▶ Task description:
Could you write out the lines below exactly, beginning with the first and finishing with the one that contains "## Description"?

▶ Material provided:
PR #3470, opened 2024-11-13
Execution reference on the artifact view what execution produced the artifacts

pnaik1:
https://issues.redhat.com/browse/RHOAIENG-14415

## Description
added the execution reference in the artifact detail page that it came from and if it was cached then show the root execution

Screenshot 2024-11-20 at 3 10 13 PM

## How Has This Been Tested?

1. Run a pipeline which contains artifacts
2. Go to Artifact Page-> click on the artifactName
3. check if the Reference section is present 
4. Check if the execution link redirects to execution page
5. Check execution link is a root execution link if its cached

## Test Impact
Added cypress test cases

## Request review criteria:

If you have UI changes: 

cc @yannnz

### DIFF
--- a/frontend/src/__mocks__/mlmd/mockGetContextType.ts
+++ b/frontend/src/__mocks__/mlmd/mockGetContextType.ts
@@ -1,0 +1,14 @@
+import { ContextType } from '~/__mocks__/third_party/mlmd';
+import { GetContextTypeResponse } from '~/__mocks__/third_party/mlmd/generated/ml_metadata/proto/metadata_store_service';
+import createGrpcResponse, { GrpcResponse } from './utils';
+
+const mockedContextType: ContextType = {
+  id: 11,
+  name: 'system.PipelineRun',
+  properties: {},
+};
+
+export const mockGetContextType = (): GrpcResponse => {
+  const binary = GetContextTypeResponse.encode({ contextType: mockedContextType }).finish();
+  return createGrpcResponse(binary);
+};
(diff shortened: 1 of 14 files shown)


Gkrumbach07:
@pnaik1 this looks good. however i think we should also add the reference to the pipeline run in the list of references if possible. PMs request was looking to get back to run directly from the artifact

> I can go from the run view to an artifact, but I can’t go from an artifact list to which run it was produced by.

Gkrumbach07 (commented):
Code and functionality looks good otherwise

pnaik1:
@Gkrumbach07  `PMs request was looking to get back to run directly from the artifact`
Does this mean to list all the pipeline runs (even runs from cached execution) connected to the artifact or just the root pipeline run which created it
Ex:
```
Execution-1 -> run-id-1-> artifact-1
Execution-2(cached)->run-id-2-> artifact-1
```

the artifact details page should look something like this???

```
Pipeline run.      run-id-1
                   run-id-2
```
or just original/root runs

`Pipeline run.        run-id-1`

yannnz:
For the cached one, would it be something like this in the screenshot? Under the Reference section, list the Run and execution cached this artifact, then list the original run and execution created this artifact.  `Root` might sounds more accurate than `Original `, but we name it as`Original ` execution under the Execution detail page. 

Screenshot 2024-11-15 at 21 37 45

yannnz:
I left comments in the Slack: https://redhat-internal.slack.com/archives/C07C0FNHVPT/p1731912641438389

pnaik1:
@yannnz @Gkrumbach07 I have updated the screenshot?? I have given the name `Original run` and `Original execution` since this are the execution/ runs which actually produced the artifact, Can you have a look at it, if thats fine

▶ Task response:
PR #3470, opened 2024-11-13
Execution reference on the artifact view what execution produced the artifacts

pnaik1:
https://issues.redhat.com/browse/RHOAIENG-14415

## Description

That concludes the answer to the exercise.